Stored dataset items:

PR #233, opened 2023-03-14
Clean up Ytdlp integration

pema99:
- NEVER prompt the user to download yt-dlp if we are not in the VRC usecase (VRC_SDK_VRCSDK3 is not defined)
- First, check if we can find yt-dlp in the users VRChat directory
- Next, check if we can find yt-dlp on the users PATH
- If none of that works, give up with a warning

Also, no longer force the user out of playmode when yt-dlp couldnt be found. Thats pretty annoying.

I found that the player doesn't actually work on Linux at all, because Unity on Linux doesn't support any of the required formats :( left the non-windows handling in since it might work on OSX.

### DIFF
--- a/Packages/com.llealloo.audiolink/Runtime/Scripts/YtdlpPlayer.cs
+++ b/Packages/com.llealloo.audiolink/Runtime/Scripts/YtdlpPlayer.cs
@@ -156,7 +156,7 @@ namespace VRCAudioLink
             
             // Check for yt-dlp in VRC application data first
             _ytdlpPath = string.Join("\\", splitPath.Take(splitPath.Length - 2)) + "\\VRChat\\VRChat\\Tools\\yt-dlp.exe";
-            #elif UNITY_EDITOR_LINUX
+            #else
             _ytdlpPath = "/usr/bin/yt-dlp";
             #endif
             if (!File.Exists(_ytdlpPath)) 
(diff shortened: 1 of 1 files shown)


Packages/com.llealloo.audiolink/Runtime/Scripts/YtdlpPlayer.cs
```diff
@@ -156,7 +156,7 @@ public static void LocateYtdlp()
             
             // Check for yt-dlp in VRC application data first
             _ytdlpPath = string.Join("\\", splitPath.Take(splitPath.Length - 2)) + "\\VRChat\\VRChat\\Tools\\yt-dlp.exe";
-            #elif UNITY_EDITOR_LINUX
+            #else
```
float3, line 159: this path is now MAC or LINUX is that intentional?

float3 (approved):
lgtm, maybe we should add a warning if LINUX

Packages/com.llealloo.audiolink/Runtime/Scripts/YtdlpPlayer.cs
float3: ah it looks like it is intentional

pema99: yes. its a decent first guess for both

Packages/com.llealloo.audiolink/Runtime/Scripts/YtdlpPlayer.cs
```diff
@@ -167,7 +167,7 @@ public static void LocateYtdlp()
 
             // Offer to download yt-dlp to the AudioLink folder ONLY when we are not in VRC usecase,
             // since VRC's security team doesn't like us downloading executables.
-            #if !VRC_SDK_VRCSDK3
+            #if !VRC_SDK_VRCSDK3 && UNITY_EDITOR_WIN
```
float3, line 170: the cynic in me wants to find a Mac user to test this with

float3: but that should be a fraction of our userbase, so if you decide you don't care I'm fine with that

float3: I tested it: if you bake a disabled avatar the result will also be disabled

pema99: wha? did you leave this comment on the wrong PR or something. Whats this about baking

pema99: anyways, this doesn't worsen the situation on mac, so I think its fine.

# ACTIVITY
If a line of the records above holds the word "public", show it.

# COMPLETED EXERCISE
@@ -156,7 +156,7 @@ public static void LocateYtdlp()
@@ -167,7 +167,7 @@ public static void LocateYtdlp()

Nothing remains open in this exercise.